# Task instructions:
Pick every line from the data that holds the word "good".

(Stored items)

PR #233, opened 2022-02-03
MT-733: Add styling for legal text disclosure

lha047:
MT-733

### DIFF
--- a/src/svelte/Disclosure.svelte
+++ b/src/svelte/Disclosure.svelte
@@ -84,7 +84,7 @@
   {#if isOpen}
     <div
       id={bodyId}
-      class="disclosure-panel {panelClass}"
+      class="disclosure-panel {panelClass} {onServer ? 'on-server' : ''}"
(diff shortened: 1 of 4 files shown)


src/svelte/Disclosure.svelte
```diff
@@ -11,7 +11,7 @@
   export let loadJs = true
   export let title: string
   export let headerTag: 'h2' | 'h3' | 'h4' = 'h3'
-  export let theme: 'bordered' | 'links' = 'bordered'
+  export let theme: 'bordered' | 'links' | 'legal-text' = 'bordered'
```
tajakobsen, line 14: Is `legal-text` a good name here? The other two legal values are agnostic for where they are used. If we want to use this Disclosure somewhere different then "legal texts", then having an agnostic name would be better.

tajakobsen (changes requested):
I'm not able to see the svg-icons in the preview (Neither in Chrome nor Firefox). It just looks like normal <h2> elements.

tajakobsen (approved):
Looks good. Closing and merging to main.

PR #243, opened 2022-02-14
Created mixin article-spacing for styles in the article-page class

miloszhygen:
and reused the mixin inside legal-collection class


lha047 (approved):
Nice :D

PR #265, opened 2022-02-23
💄 MT-891  Moved style out of the article-spacing mixin

miloszhygen:
the summary details needs less space on top and bottom.

### DIFF
--- a/src/scss/components/_legal-collection.scss
+++ b/src/scss/components/_legal-collection.scss
@@ -4,12 +4,16 @@
 .legal-collection {
   @include article-spacing;
 
+  section > details,
+  section + .disclosure {
+    margin-top: var(--spacer-medium);
+  }
   .intro {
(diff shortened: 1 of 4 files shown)


src/scss/components/_legal-collection.scss
```diff
@@ -4,12 +4,16 @@
 .legal-collection {
```
lha047, line 4: Can you add a `LegalGuidanceCollection.stories.svelte` to display how the legal guidance collection should look like?

lha047 (changes requested):
Code looks good :D 

Could you make a story for legal guidance collection?

src/scss/components/_legal-collection.scss
miloszhygen: I'll fix :)

lha047 (approved):
Looks good :D

PR #268, opened 2022-02-24
💄 MT-828: Set max length for better readablility

itemodahl:
MT-828

### DIFF
--- a/src/scss/components/_top-tasks.scss
+++ b/src/scss/components/_top-tasks.scss
@@ -1,10 +1,6 @@
 @use '../theme' as *;
 
 .top-tasks-container {
-  h2,
-  .top-tasks-text {
-    max-width: 760px;
-  }
   h2 + .top-tasks-text {
     margin-top: var(--spacer-x-small);
   }
--- a/src/scss/components/_top-tasks.scss
+++ b/src/scss/components/_top-tasks.scss
@@ -1,6 +1,10 @@
 @use '../theme' as *;
 
 .top-tasks-container {
+  h2,
+  .top-tasks-text {
+    max-width: 760px;
+  }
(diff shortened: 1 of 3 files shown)


src/scss/components/_top-tasks.scss
```diff
@@ -1,6 +1,10 @@
 @use '../theme' as *;
 
 .top-tasks-container {
+  h2,
```
lha047, line 4: This should be solved using the grid system in the web project.
From figma it looks like there is a need for `col-1-span-7` in the `_grid.scss`. And that should be used on the heading and text in the web project.
Just ask if anything is unclear :)

lha047 (changes requested):
This should be solved using grid columns. See my comments :)

stories/components/content/TopTasks.stories.svelte
```diff
@@ -38,27 +49,29 @@
...
-        class:layout-flex--basis-2={index !== 0 && index !== 1 && index !== 3}
-        aria-labelledby={'toptask'}
-        style="gap: var(--spacer-x-small);">
-        {#each topTasks.slice(0, 6 - index) as link}
-          <a href={link.href} class="button button--primary top-task">
-            <h3 class="heading">{@html link.heading}</h3>
-            <span class="text">{link.text}</span>
+<Story name="Normal" let:topTasks let:icon let:disableCss let:title let:intro let:path>
+  <div class="layout-grid layout-grid--column-12 top-tasks-container">
+    <h2 id={path} class="top-tasks-text col-1-span-12">
```
lha047, line 54: Think this should be 7 columns too?

lha047 (approved):
Nice work :D

Just one more small detail. You can merge when its fixed :)

PR #305, opened 2022-03-22
MT-731 Removed underline when hovering a link

miloszhygen:
- remove underline on links
- remover underline in linklist AND add indent

[MT-731](https://itemtest.atlassian.net/browse/MT-731)


lha047 (approved):
Looks good to me :D

PR #308, opened 2022-03-23
♿ MT-499: Add aria-describedby and aria-live

lha047:
- to inform screenreaders about characters left

MT-499


miloszhygen (approved):
Works like a charm 🎉  It would be easier to see changes to logic if formatting and logic changes was done into two different commits?

PR #352, opened 2022-04-13
SPR1-1401: Fix the handling of 403 errors

ludwigschwardt:
The original MeerKAT Ceph RADOS Gateway returned a 403 (Forbidden) for missing objects due to a bug in the interaction with the bucket policy. We therefore treated 403 as 404 and raised `ChunkNotFound`. See #273, 09e100d and 5a7790c for more details.

The current gateway has fixed this, and missing objects now return 404 as expected. Treat 403 the same as 401 and raise `AuthorisationFailed` instead.

I could not find any external user code that caught the old exception, so the update seems safe to roll out.


cchristelis (approved):
LGTM

PR #75, opened 2017-01-31
Use python-casacore's pending MeasurementSet creation functionality for creating Fixed Shape columns

sjperkins:
Previously, h5toms created variable length data columns when creating a MeasurementSet. Catering for this variability means the MS's are not performant. This PR 

1. Modifies h5toms to use python-casacore's upcoming functionality for creating canonical Measurement Set's. This removes the need to maintain table definitions for the MS within katdal.
2. Modfies h5toms to define fixed shape columns for `DATA`, `MODEL_DATA`, `CORRECTED_DATA`, `FLAG`, `FLAG_CATEGORY`, `IMAGING_WEIGHTS`, `WEIGHTS` and `SIGMA`, as well as the original hypercolumn definitions that were bases on these columns.

Depends on https://github.com/casacore/python-casacore/pull/72.

PR #356, opened 2022-07-12
SPR1-2367: Remove IMAGING_WEIGHT column from MS

ludwigschwardt:
This column is initialised full of zeroes and just takes up space (4 bytes per main table entry, i.e. time-frequency-baseline cell, so about 6-12% overhead). It can be recreated in CASA at a later stage.

The column is a leftover of good old `blank.ms`, which included it along with `MODEL_DATA` and `CORRECTED_DATA`. The latter two columns were made optional in the sneaky 41af4b8 as part of #75 in version 0.9, but this one was missed.

Testing an MS produced by the new code would be much appreciated.

### DIFF
--- a/katdal/ms_extra.py
+++ b/katdal/ms_extra.py
@@ -228,16 +228,6 @@ def kat_ms_desc_and_dminfo(nbl, nchan, ncorr, model_data=False):
     dmgroup_spec[dm_group] = dmspec(desc["desc"])
     additional_columns.append(desc)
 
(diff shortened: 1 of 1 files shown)


Jordatious (approved):

Jordatious:
Looks good! Thanks!

ludwigschwardt:
`check_data.py` is also happy (just checked), so merging.

PR #360, opened 2023-01-20
SPR1-2674: Fix unit tests on Jenkins

ludwigschwardt:
Since around May 2020 (v0.17 or so) the failure rate of unit tests on Jenkins has gone up a lot. Interestingly, these issues do not occur on my MacBook Pro or on an equivalent Docker container used outside Jenkins (with identical MinIO version etc).

The failures are mostly attributed to:

  - broken pipes in token proxy server
  - read timeouts on MinIO (especially large dask array activity)
  - 503 errors on MinIO startup (typically manifests during `test_chunk_bool_1dim_and_too_small` test)
  - duration check failures (not addressed yet)

While we are at it, make the tests pass with the latest PyJWT.

### DIFF
--- a/katdal/test/s3_utils.py
+++ b/katdal/test/s3_utils.py
@@ -122,7 +122,7 @@ class S3Server:
 
         with contextlib.ExitStack() as exit_stack:
             exit_stack.callback(self._process.terminate)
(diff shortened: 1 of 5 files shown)


richarms (approved):
All changes look good.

# Completed exercise:
tajakobsen, line 14: Is `legal-text` a good name here? The other two legal values are agnostic for where they are used. If we want to use this Disclosure somewhere different then "legal texts", then having an agnostic name would be better.
Looks good. Closing and merging to main.
Code looks good :D 
Looks good :D
Looks good to me :D
The column is a leftover of good old `blank.ms`, which included it along with `MODEL_DATA` and `CORRECTED_DATA`. The latter two columns were made optional in the sneaky 41af4b8 as part of #75 in version 0.9, but this one was missed.
Looks good! Thanks!
All changes look good.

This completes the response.